Because they are what is known as preverbal memories, and have been stored in a very different way to other life experiences, I can remember only the reactions to the abuse and in other instances, the memories are so fragmented and seem almost dream-like. Even though I don’t remember everything, my body still remembers. My body is telling me that story now with dizziness, fatigue and nausea rather than words.
I had always had a sense that something was very different about me but I have never been able to fully and confidently name that sense of ‘something being amiss’. I used to wet the bed until I was almost 12 years. I have also always had problems with physical intimacy; I struggled with milestones that my peers had no problems with. I had also never understood why I never felt comfortable in my father’s presence. I blamed myself thinking that I must be very bad to feel repulsed by his ‘fatherly’ kisses on my cheek or hugs.
I have learnt that finding an abusive man was an inevitable stage of my journey as I was able to re-enact the abuse scenario psychologically. This is unfortunately so typical of adult survivors as they are able to maintain the victim status and continue being blamed and shamed by a controlling and manipulative partner. The combination of love and pain that is part of any abusive relationship was familiar to my unhealed inner child. Meeting a man like my husband was like ‘going home’.
The path that I am taking now is one where I am breaking free from the chains of abuse that have tied me subconsciously to destructive people and situations. I want to live and thrive and that instinct to heal is so magnificently strong. It’s a burning flame in all the darkness that tries to envelop me.
It is incredibly hard work, trying to change old habits and correct the cognitive distortions that were created by my trauma. I have to reprogramme my neural pathways to think, feel and act differently. For so long I believed and behaved as if I was bad and shameful; thinking that I was never good enough and keeping people at a safe distance always.
Some days I feel paralysed by heavy, dark feelings. These are my body memories. The body always remembers what the mind refuses to believe.
“Just when the caterpillar thought it was the end of the world, it became a butterfly.”
I have to catch myself every time I fall back into my smaller self because that is when I start feeling that I am inadequate or unloved or not enough.
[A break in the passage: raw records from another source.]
PR #5815, opened 2021-11-22
feat: User sees featured artworks widget GRO-673

jonallured:
This PR introduces a second type of widget - I'm calling it `FeaturedArtworksWidget`. I'm adding this type to the existing `FullBleedWidget` and you can see them together here:

<details>

2B2C00F0-AF5E-4D9B-9EF6-7E6428B2CFFD

</details>

## Rotating Featured Artworks

In order to make the Featured Artworks Widget feel lively and fun I have introduced a rotation strategy. The way it works is that I find the same four artworks from the Full Bleed Widget and load them into an array. I then rotate that array one at a time so each work ends up in the featured spot up top at some point during the day. Maybe this will help visualize:

1. [A, B, C, D] // line up at 8am
2. [B, C, D, A] // line up at noon
3. [C, D, A, B] // line up at 4pm
4. [D, A, B, C] // line up at 8pm

So at 8am Artwork A takes the top spot and B, C, D run along the bottom. Then at noon Artwork A moves down to make way for B, etc, etc. Perfect solution? Maybe not but I've been using this on device and I like it. Open to thoughts here and can certainly evolve as we learn!

Note this mostly applies to the large version and also the medium one. In that case we only run three so I modify this a bit. Then at small I only run one at a time.

## Artwork Fixtures

There are times when the widget must return a static view. Like when you are in the widget management interface and are choosing which type of widget you want to add to your home screen. That now looks like this:

<details>

707ED6E2-D33E-4FFC-A18A-3789A12B6B58

</details>

The artworks used to populate that view are static and checked into the repo. I have formalized this concept by creating an enum called Fixtures with four artworks:

* primaryArtwork
* secondaryArtwork
* tertiaryArtwork
* quaternaryArtwork

So these can be used anywhere in the widget code when we want something static. I intend to use this same strategy as I move into the editorial widget too.

https://artsyproduct.atlassian.net/browse/GRO-673

/cc @artsy/grow-devs @artsy/collector-experience


ArtsyOpenSource:
<table>
  <thead>
    <tr>
      <th width="50"></th>
    </tr>
  </thead>
  <tbody><tr>
      <td>:warning:</td>
      <td>

  ❌ **It seems like you added some non WebP images to Eigen, please convert them to WebPs using `source images/script.sh` script **
  </td>
    </tr>
  
<tr>
      <td>:warning:</td>
      <td>

  </td>
    </tr>
  </tbody>
</table>



<p align="right">
  Generated by :no_entry_sign: <a href="https://danger.systems/js">dangerJS</a> against b089247f4ea2d7b59175264d8eb8b4ebddeae6e6
</p>

ArtsyWidget/Assets.xcassets/BlackArtsyLogo.imageset/Contents.json
```diff
@@ -0,0 +1,23 @@
+{
+  "images" : [
+    {
+      "filename" : "android-chrome-512x512.png",
```
pvinis, line 4: whats all this in our ios code? :p

ArtsyWidget/Models/ArtworkImage.swift
```diff
@@ -2,8 +2,10 @@ import Foundation
 
 struct ArtworkImage: Codable {
     static func fallback() -> ArtworkImage {
-        let fallbackUrl = "https://d32dm0rphc51dk.cloudfront.net/02XpcHIJyIsmdFj5u_2nOw/:version.jpg"
-        return ArtworkImage(imageUrl: fallbackUrl)
+        let artwork = Fixtures.primaryArtwork
```
pvinis, line 5: nice touch

ArtsyWidget/FeaturedArtworks/FeaturedArtworks+Timeline.swift
```diff
@@ -0,0 +1,31 @@
...
+                let entries = updateTimesToArtworks.map() { (date, artworks) in Entry(artworks: artworks, date: date) }
+                let timeline = WidgetKit.Timeline(entries: entries, policy: .after(schedule.nextUpdate))
+                completion(timeline)
+            }
+        }
+    }
+}
+
+struct Something {
+    static func rotateArray(array: [Artwork]) -> [[Artwork]] {
```
pvinis, line 19: can this not be just a function? Why do we need `Something`?

pvinis (dismissed):

pvinis:
just one question basically, then feel free to merge when you want 👍

ArtsyWidget/FeaturedArtworks/FeaturedArtworks+Timeline.swift
jonallured: Ugh good catch this was my mistake - I meant for this to coexist with the other timeline func but didn't do it. Updated!

PR #5819, opened 2021-11-23
feat: Add order information in conversation details

patrinoua:

[NX-3019]

### Description

https://user-images.githubusercontent.com/15792853/144826222-1f8bff66-b33f-4b6b-b122-186d7acd26bd.mov

The size looks intimidating, but since we had to add a bunch of fragments, most of the files and changes are from auto-generated graphql files. This PR adds offer/order information from an inquiry in the conversation details section.

### To the reviewers 👀

- Conversation details present offer/order information - araujobarret

#### iOS user-facing changes

-

-

#### Dev changes

-

</details>

[NX-3019]: https://artsyproduct.atlassian.net/browse/NX-3019?atlOrigin=eyJpIjoiNWRkNTljNzYxNjVmNDY3MDlhMDU5Y2ZhYzA5YTRkZjUiLCJwIjoiZ2l0aHViLWNvbS1KU1cifQ


ArtsyOpenSource:
<table>
  <thead>
    <tr>
      <th width="50"></th>
    </tr>
  </thead>
  <tbody><tr>
      <td>:warning:</td>
      <td>

  </td>
    </tr>
  </tbody>
</table>



<p align="right">
  Generated by :no_entry_sign: <a href="https://danger.systems/js">dangerJS</a> against b11d61a93f7ec3cdcd3ddb45fba8ca7b81e269e2
</p>

src/lib/Scenes/Inbox/Components/Conversations/ItemInfo.tsx
```diff
@@ -1,93 +1,30 @@
...
-    }
-  } else if (item.__typename === "Show") {
-    itemInfo = {
-      imageURL: item.image?.thumbnailUrl!,
-      line1: item?.name!,
-      line2: item?.partner?.name!,
-      line3: item.exhibitionPeriod!,
-    }
+export const ItemInfo: React.FC<ItemInfoProps> = ({ item }) => {
+  switch (item.__typename) {
```
araujobarret, line 12: This component was already doing so much, I refactored it splitting the 2 supported types

src/lib/Scenes/Inbox/Components/Conversations/Preview/Attachment/AttachmentList.tests.tsx
```diff
@@ -1,89 +1,68 @@
...
-      environment={env}
-      query={graphql`
-        query AttachmentListTestsQuery($conversationID: String!) @relay_test_operation {
-          me {
-            conversation(id: $conversationID) {
-              messagesConnection {
-                ...AttachmentList_messageConnection
-              }
-            }
+  const { renderWithRelay } = setupTestWrapperTL({
```
araujobarret, line 11: Refactored a bit to use RTL

src/lib/Scenes/Inbox/Screens/ConversationDetails.tests.tsx
```diff
@@ -1,143 +1,53 @@
...
 import "react-native"
-import { graphql, QueryRenderer } from "react-relay"
-import { act } from "react-test-renderer"
-import { createMockEnvironment } from "relay-test-utils"
+import { graphql } from "react-relay"
 import { ConversationDetailsFragmentContainer } from "./ConversationDetails"
 
 jest.unmock("react-relay")
 
 describe("ConversationDetailsFragmentContainer", () => {
```
araujobarret, line 10: Another one refactored to use RTL, most of important tests are covered by the respective fragment test

src/lib/tests/setupTestWrapper.tsx
```diff
@@ -13,6 +14,42 @@ interface SetupTestWrapper<T extends OperationType> {
   variables?: T["variables"]
 }
 
+export const setupTestWrapperTL = <T extends OperationType>({
```
araujobarret, line 17: @gkartalis mimicking Force I place this guy in order to test better the Relay Fragments

gkartalis: Thanks for that!

src/lib/tests/setupTestWrapper.tsx
```diff
@@ -13,6 +14,42 @@ interface SetupTestWrapper<T extends OperationType> {
...
+  Component,
+  query,
+  variables = {},
+}: SetupTestWrapper<T>) => {
+  const renderWithRelay = (mockResolvers: MockResolvers = {}) => {
+    const env = createMockEnvironment()
```
gkartalis, line 23: **suggestion:** Can we change that to the following? The reason for that is that [here](https://github.com/artsy/eigen/blob/08be4b60547f0ec7bf29a14abec56e3d5078eed8/src/setupJest.ts#L42) we already mock the default environment.
```suggestion
    type MockEnvironment = ReturnType<typeof createMockEnvironment>
    const mockEnvironment = defaultEnvironment as MockEnvironment

```

gkartalis (commented):
Left only a suggestion for using defaultEnvironment vs createMockEnvironment, also there are some tests failing but if you rebase master they should be fixed! 

Thanks for creating the wrapper!

src/lib/tests/setupTestWrapper.tsx
araujobarret: my only concern about using the `defaultEnvironment` is the difference with Force, there we're unmocking relay in each test file and used the approach that I pulled here

gkartalis: Sounds reasonable.

My only concern here is that in eigen before we started using the `defaultEnvironment`, when we had two consecutive requests (let's say we fetch the initial query and then we press a button and we trigger a mutation) for some reason the second request was never detected in the queue of relay requests. This resulted in `getMostRecentOperation` being empty when it should contain the mutation. 

If by this new approach this is solved then I am happy to ditch that in favour of this solution!

(I think the initial file that I encountered this behaviour was this test in [SavedAddresses.tests](https://github.com/artsy/eigen/blob/master/src/lib/Scenes/SavedAddresses/SavedAddresses.tests.tsx#L188-L237))

I can follow-up on that later so feel free to merge from my side (I've only reviewed the rntl specific code) and then I can check if `setupTestWrapperTL` works in the other cases as well!

araujobarret: I know what you mean, special when we need to test refetches we need to be able to observer the relay env.

I'm working in this question now in force, the PR is not open there it, but from the I`returned` altogether the RTL `view` and the `env` from the `renderWithRelay` fn, so the test has access to `env` and can mock the most recent operation again, if needed.

I can refactor the wrapper function to export the env from here, which would be better in my opinion because we will be forcing people to use the `env` exported, acting like single source of truth for the tests.

src/lib/Scenes/Inbox/Components/Conversations/OrderInformation.tsx
```diff
@@ -0,0 +1,100 @@
...
+export const OrderInformation: React.FC<OrderInformationProps> = ({ artwork, order }) => {
+  if (!order || !artwork) {
+    return null
+  }
+
+  return (
+    <>
+      <Flex flexDirection="column" p={2} key="support-section">
+        <Join separator={<Spacer my={0.5} />}>
+          <>
```
patrinoua, line 22: It seems like we only need <> around <Your offer> and <List Price> blocks but we can remove it from the rest of the places

src/lib/Scenes/Inbox/Components/Conversations/OrderInformation.tsx
```diff
@@ -0,0 +1,100 @@
...
+
+            <Flex justifyContent="space-between" flexDirection="row">
+              <Text variant="xs" color="black60">
+                List price
+              </Text>
+              <Text variant="xs" color="black60">
+                {artwork.listPrice?.display}
+              </Text>
+            </Flex>
+          </>
```
patrinoua, line 44: let's keep these 👍

src/lib/Scenes/Inbox/Components/Conversations/OrderInformation.tsx
```diff
@@ -0,0 +1,100 @@
...
+
+          <>
+            <Flex justifyContent="space-between" flexDirection="row">
+              <Text color="black60">Shipping</Text>
+              <Text color="black60">{order.shippingTotal ?? "—"}</Text>
+            </Flex>
+          </>
```
patrinoua, line 51: But remove these

src/lib/Scenes/Inbox/Components/Conversations/OrderInformation.tsx
```diff
@@ -0,0 +1,100 @@
...
+
+          <>
+            <Flex justifyContent="space-between" flexDirection="row">
+              <Text color="black60">Tax</Text>
+              <Text color="black60">{order.taxTotal ?? "—"}</Text>
+            </Flex>
+          </>
```
patrinoua, line 58: these

src/lib/Scenes/Inbox/Components/Conversations/OrderInformation.tsx
```diff
@@ -0,0 +1,100 @@
...
+          <>
+            <Flex justifyContent="space-between" flexDirection="row">
+              <Text weight="medium">Total</Text>
+              <Text weight="medium">{order.buyerTotal ?? ""}</Text>
+            </Flex>
+          </>
+        </Join>
+      </Flex>
+      <Separator />
+    </>
```
patrinoua, line 69: and these 😊

src/lib/Scenes/Inbox/Components/Conversations/Preview/Attachment/AttachmentList.tests.tsx
patrinoua: What is RTL? 👀

patrinoua (commented):
I left some minor comments, love the refactoring and learned a lot about testing with relay!

jo-rs:
Small behaviour issue, it looks like it's currently displaying the list price for price range, even if it's marked as price range 🤔 
Screenshot 2021-12-13 at 17 59 35
Screenshot 2021-12-13 at 17 59 21

src/lib/Scenes/Inbox/Components/Conversations/PaymentMethod.tsx
```diff
@@ -0,0 +1,46 @@
...
+}
+
+export const PaymentMethod: React.FC<PaymentMethodProps> = ({ order }) => {
+  if (!order.creditCard) {
+    return null
+  }
+
+  const { lastDigits, expirationMonth, expirationYear } = order.creditCard
+  const monthString = expirationMonth.toString()
+  const month = monthString.length === 1 ? `0${expirationMonth}` : expirationMonth
```
jo-rs, line 18: **nitpick**
Cleaner alternative:
`('0' + expirationMonth).slice(-2)` 🙃

jo-rs: Or, I guess we're using `padStart` generally 🤔

src/lib/Scenes/Inbox/Components/Conversations/OrderInformation.tsx
jo-rs: Agreed ☝️ some of these fragments seem unnecessary.

src/lib/Scenes/Inbox/Components/Conversations/SellerReplyEstimate.tsx
```diff
@@ -0,0 +1,85 @@
...
+      }
+      break
+    case "APPROVED":
+      if (order.requestedFulfillment?.__typename !== "CommercePickup") {
+        message = `Thank you for your purchase. You will be notified when the work has shipped, typically within 5–7 business days.`
+      }
+      break
+    case "PROCESSING":
+      message = getDeliveryEstimateMessage(order?.lineItems?.edges?.[0]?.node?.selectedShippingQuote?.displayName ?? "")
+      break
```
jo-rs, line 46: We should probably move some of this logic to `metaphysics` since we have a similar implementation on `force`. I'll put up a ticket.

src/lib/Scenes/Inbox/Components/Conversations/Preview/Attachment/AttachmentList.tests.tsx
jo-rs: `React Testing Library` 😊

src/lib/Scenes/Inbox/Components/Conversations/Support.tsx
```diff
@@ -0,0 +1,24 @@
...
+
+export const Support = () => {
+  return (
+    <Flex flexDirection="column" p={2} key="support-section">
+      <Text variant="md" mb={1} weight="medium">
+        Support
+      </Text>
+      <Touchable
+        onPress={() => {
+          navigate("https://support.artsy.net/hc/en-us/sections/360008203054-Contact-a-gallery", { modal: true })
```
jo-rs, line 14: This doesn't seem to be working locally as a modal, and I'm not entirely sure if we generally use complete URLs vs. setting them as `webViewRoute`s 🤔 
Maybe worth checking with #practice-mobile to see what the accepted standard is,

jo-rs (commented):
It's a big boy, so I hopefully didn't miss anything 😕 
Looks excellent, @araujobarret and @patrinoua ! 💯 
Just a couple of nitpicks/questions and one minor issue to resolve.

src/lib/Scenes/Inbox/Components/Conversations/SellerReplyEstimate.tsx
araujobarret: Thanks and I super agree!

src/lib/Scenes/Inbox/Components/Conversations/OrderInformation.tsx
araujobarret: good catch this fragment is not necessary!

src/lib/Scenes/Inbox/Components/Conversations/OrderInformation.tsx
araujobarret: Actually, they're necessary, I could have explained before sorry 😄
The way `Join` component works with the `spacer` prop, it considers each 1st level children and put the specific `spacer` between them, so in this case, I forced to put the `spacer` component between the fragments.
in the example below I will give a better idea:

```javascript
  <>
    <Text>Some Text</Text>
     <Text>Some Text</Text>
  </>
  
  <Text>Some other Text</Text>
  
  <>
    <Text>Another Text</Text>
    <Text>Another Text</Text>
  </>
</Join>
```
As the rendered result we will have:
```
React.Fragment
  Text
  Text
Spacer
Text
Spacer
React.Fragment
  Text
  Text
```

There is also a way to ignore the nesting level of the children inside `Join` with the prop `flatten`, more example and information about the `Join` buddy [here](https://github.com/artsy/eigen/blob/main/src/palette/elements/Join/Join.tsx#L14)

src/lib/Scenes/Inbox/Components/Conversations/OrderInformation.tsx
araujobarret: removed on [d46673] (https://github.com/artsy/eigen/pull/5819/commits/d46673e49437d463454103f4e9f3e4b6878ce552) 👍

src/lib/Scenes/Inbox/Components/Conversations/OrderInformation.tsx
araujobarret: removed on [d46673](https://github.com/artsy/eigen/pull/5819/commits/d46673e49437d463454103f4e9f3e4b6878ce552) 👍

src/lib/Scenes/Inbox/Components/Conversations/OrderInformation.tsx
araujobarret: removed on [d46673](https://github.com/artsy/eigen/pull/5819/commits/d46673e49437d463454103f4e9f3e4b6878ce552) 👍

jo-rs (approved):

PR #5833, opened 2021-11-26
feat: Track screen reader status and preferred theme of users

gkartalis:

This PR resolves []

### Description

- introduces tracking for users that have screen readers enabled on their devices.
- replaces tracking theme preferences for iOS only to both iOS and android
- removes native code for fresh install and use custom hook for both platforms

|Fresh Install| traits screen reader enabled / preferred theme|
|---|---|
|Screenshot 2021-12-10 at 14 57 30|Screenshot 2021-12-10 at 15 05 03|

### To the reviewers 👀

-

#### iOS user-facing changes

-

-

#### Dev changes

- track screen reader status and theme status - gkartalis

</details>


ArtsyOpenSource:

- Dev changes (track screen reader status and theme status - gkartalis)
<p align="right">
  Generated by :no_entry_sign: <a href="https://danger.systems/js">dangerJS</a> against 98f0533fb84e9db92765485552024a5b231f3536
</p>

src/lib/utils/track/constants.ts
```diff
@@ -1,8 +1,3 @@
 export const AnalyticsConstants = {
   FreshInstall: "first user install",
```
gkartalis, line 2: notice that [here](https://github.com/artsy/eigen/pull/5833/files#diff-dd9db7bec93b7bd1368805ddd7e76e84917db6b0393de2b1661425ec25c40cefL72) we are using the FreshInstall event ONLY in android. Is there a reason for that? Do we want to also track iOS or I am missing some context?

pvinis: if i remember correctly, we had a different one for ios.

yep, here it is https://github.com/artsy/eigen/blob/b78d277f1b6d545d4703eac66bd77b1ddba003c2/Artsy/App/ARAnalyticsConstants.m#L12.

we could totally remove the native one on ios and use the ts one on both platforms.

src/lib/utils/track/constants.ts
```diff
@@ -1,8 +1,3 @@
...
-
-  UserInterfaceStyle: {
```
pvinis, line 4: 👋

src/lib/utils/usePreferredThemeTracking.tests.ts
```diff
@@ -0,0 +1,19 @@
+import { renderHook } from "@testing-library/react-hooks"
+import { postEventToProviders } from "./track/providers"
+import { usePreferredThemeTracking } from "./usePreferredThemeTracking"
+
+describe("usePreferredThemeTracking", () => {
+  it("Should track the preferred theme of the user", () => {
+    renderHook(() => usePreferredThemeTracking())
+
+    expect(postEventToProviders).toHaveBeenCalledTimes(1)
+    expect((postEventToProviders as jest.Mock).mock.calls[0]).toMatchInlineSnapshot(`
```
pvinis, line 10: 🙌

src/lib/utils/usePreferredThemeTracking.ts
```diff
@@ -0,0 +1,18 @@
+import { useEffect } from "react"
+import { ColorSchemeName, useColorScheme } from "react-native"
+import { postEventToProviders } from "./track/providers"
+
+// the purpose of this hook is to track the preferred theme of a user
+export const usePreferredThemeTracking = () => {
+  const colorScheme = useColorScheme()
+  useEffect(() => {
+    postEventToProviders(tracks.getUserPreferredTheme(colorScheme))
```
pvinis, line 9: we talked about this on our meeting, i still think having `SegmentTrackingProvider.identify?.(` makes more sense than just `postEventToProviders`, because that way this context of `user_preferred_theme` stays with the user.

see here with the old name:
Screenshot 2021-12-02 at 15 43 52

src/lib/utils/useScreenReaderTracking.ts
```diff
@@ -0,0 +1,24 @@
...
+export const useScreenReaderTracking = () => {
+  const [isScreenReaderEnabled, setIsScreenReaderEnabled] = useState(false)
+  useEffect(() => {
+    const getScreenReaderStatus = async () => {
+      const isEnabled = await AccessibilityInfo.isScreenReaderEnabled()
+      setIsScreenReaderEnabled(isEnabled)
+    }
+
+    getScreenReaderStatus()
+    postEventToProviders(tracks.trackScreenReaderStatus(isScreenReaderEnabled))
```
pvinis, line 15: same here

pvinis (changes requested):
I commented about the `identify` call. i think it makes more sense to go that way. waht do you think?

src/lib/utils/usePreferredThemeTracking.ts
MounirDhahri: I think we don't necessarily need it since using the anonymous id we will be able to trace it back to the user, unless we need the user id for something

src/lib/utils/usePreferredThemeTracking.ts
```diff
@@ -0,0 +1,18 @@
...
+  }, [])
+}
+
+export const tracks = {
+  getUserPreferredTheme: (preferredTheme: ColorSchemeName) => ({
+    name: "user_preferred_theme",
+    user_interface_style: preferredTheme,
```
MounirDhahri, line 16: **issue:** would you mind adding an interface for the event in cohesion

MounirDhahri: **though:** I also believe the platform can be useful here

src/lib/utils/useScreenReaderTracking.ts
```diff
@@ -0,0 +1,24 @@
...
+import { AccessibilityInfo } from "react-native"
+import { postEventToProviders } from "./track/providers"
+
+// the purpose of this hook is to track the screen reader status of the user's device
+export const useScreenReaderTracking = () => {
+  const [isScreenReaderEnabled, setIsScreenReaderEnabled] = useState(false)
+  useEffect(() => {
+    const getScreenReaderStatus = async () => {
+      const isEnabled = await AccessibilityInfo.isScreenReaderEnabled()
+      setIsScreenReaderEnabled(isEnabled)
```
MounirDhahri, line 11: **thought:** I am not sure why we need to use the state here. Can't we maybe do
```suggestion
      postEventToProviders(tracks.trackScreenReaderStatus(isEnabled))
```
and not use a state

MounirDhahri (dismissed):
Nice to see PRs coming from the practice 🕺 I left few minor comments and we should be clear to go.

src/lib/utils/useScreenReaderTracking.ts
gkartalis: Good point. The initial approach was without `useState`. The reason I used state here is because if I don't (and my code being like this):
```suggestion
  export const useScreenReaderTracking = () => {
    useEffect(() => {
      const getScreenReaderStatus = async () => {
        const isEnabled = await AccessibilityInfo.isScreenReaderEnabled()
        return isEnabled
      }

      getScreenReaderStatus()
      postEventToProviders(tracks.trackScreenReaderStatus(getScreenReaderStatus()))
    }, [])
  }
```
I get the following ts error `Argument of type 'Promise<boolean>' is not assignable to parameter of type 'boolean'.ts(2345)`

MounirDhahri: ah yeah. it's ts sense/non-sense  but I guess it's understandable in case the promise fails

src/lib/utils/usePreferredThemeTracking.ts
gkartalis: > **issue:** would you mind adding an interface for the event in cohesion

Will do that :) 
> **though:** I also believe the platform can be useful here

I can add that as well although the event in segment gives us the following data that also includes device info like id. manufacturer, model, name and type so not sure if we really need to add the platform �
Screenshot 2021-12-03 at 15 06 49
�

src/lib/utils/usePreferredThemeTracking.ts
gkartalis: Hmmm, we will be able to trace it back to the user **for sure** since we have all the data.
The thing that @pvinis says though is that if we track it with `SegmentTrackingProvider.identify?.` we will have it under `traits` property in every event of the app it will "follow" the user under `traits`. 
Not sure which of the two we prefer.

I am thinking that it might be better for consistency with the previous collected data to continue having the `user inteface style` under traits like we had it before and maybe do the same with the `screen_reader_enabled`?

What do you think?

pvinis:
I think its best if we add a custom thing in cohesion. Something that allows us to send like
```
{
  action: "custom-track",
  key: "screen-reader",
  value: "whatever the value is",
}
```
then we (as devs or teams) we can track things that are not needed in cohesion, and we can freely and easily add or remove these when we want, without needed extra changes in cohesion or bothering the data team.

src/lib/utils/useFreshInstallTracking.ts
```diff
@@ -0,0 +1,14 @@
...
+import { AnalyticsConstants } from "./track/constants"
+import { SegmentTrackingProvider } from "./track/SegmentTrackingProvider"
+
+export const useFreshInstallTracking = () => {
+  useEffect(() => {
+    const launchCount = getCurrentEmissionState().launchCount
+    if (launchCount > 1) {
+      return
+    }
+    SegmentTrackingProvider.postEvent({ name: AnalyticsConstants.FreshInstall })
```
pvinis, line 12: better use the `postEventToProviders` here, so it makes suse we send to anything we might use.

src/lib/utils/usePreferredThemeTracking.ts
MounirDhahri: I don't oppose this if we were using previous data, but I am not sure if we were using it before. Otherwise, yes that's a good point

src/lib/utils/usePreferredThemeTracking.ts
MounirDhahri: aha we have the `os` there already. I didn't know that, in other areas of the app we are tracking the platform, good to know it's avoidable. we usually have it as a separate value for the sake of simplicity, because who knows what the "os" name will be in a browser, will it be "web", "firefox", "ubuntu" etc... but it's not important here since this is not a browser 😄

src/lib/utils/useScreenReaderTracking.ts
pvinis: I agree with getting rid of the state.

maybe try to move the thing in a try-catch, so if you get a boolean you postevent, if you get an error you send nothing or send a "N/A" or something.

pvinis (approved):
I think we could get rid of the state, but I'll approve so I don't block this. we can change it later too.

I remind my body in those moments that I am safe now, that I am not going to be hurt again and that I survived it!
I have contacted a family lawyer about a petition for a divorce and I keep working on that burning flame, allowing it to burn brighter and brighter to unclench the tightness. I want to live and make noise and laugh and cry loudly!
I am positive that I will emerge from my cocoon as a magnificent butterfly one day soon. I know that I have many struggles ahead; but for the first time I trust and love myself and believe in my ability to heal and rise above everything bad.
If you are on this journey or one similar, I send you the heat of my burning flame.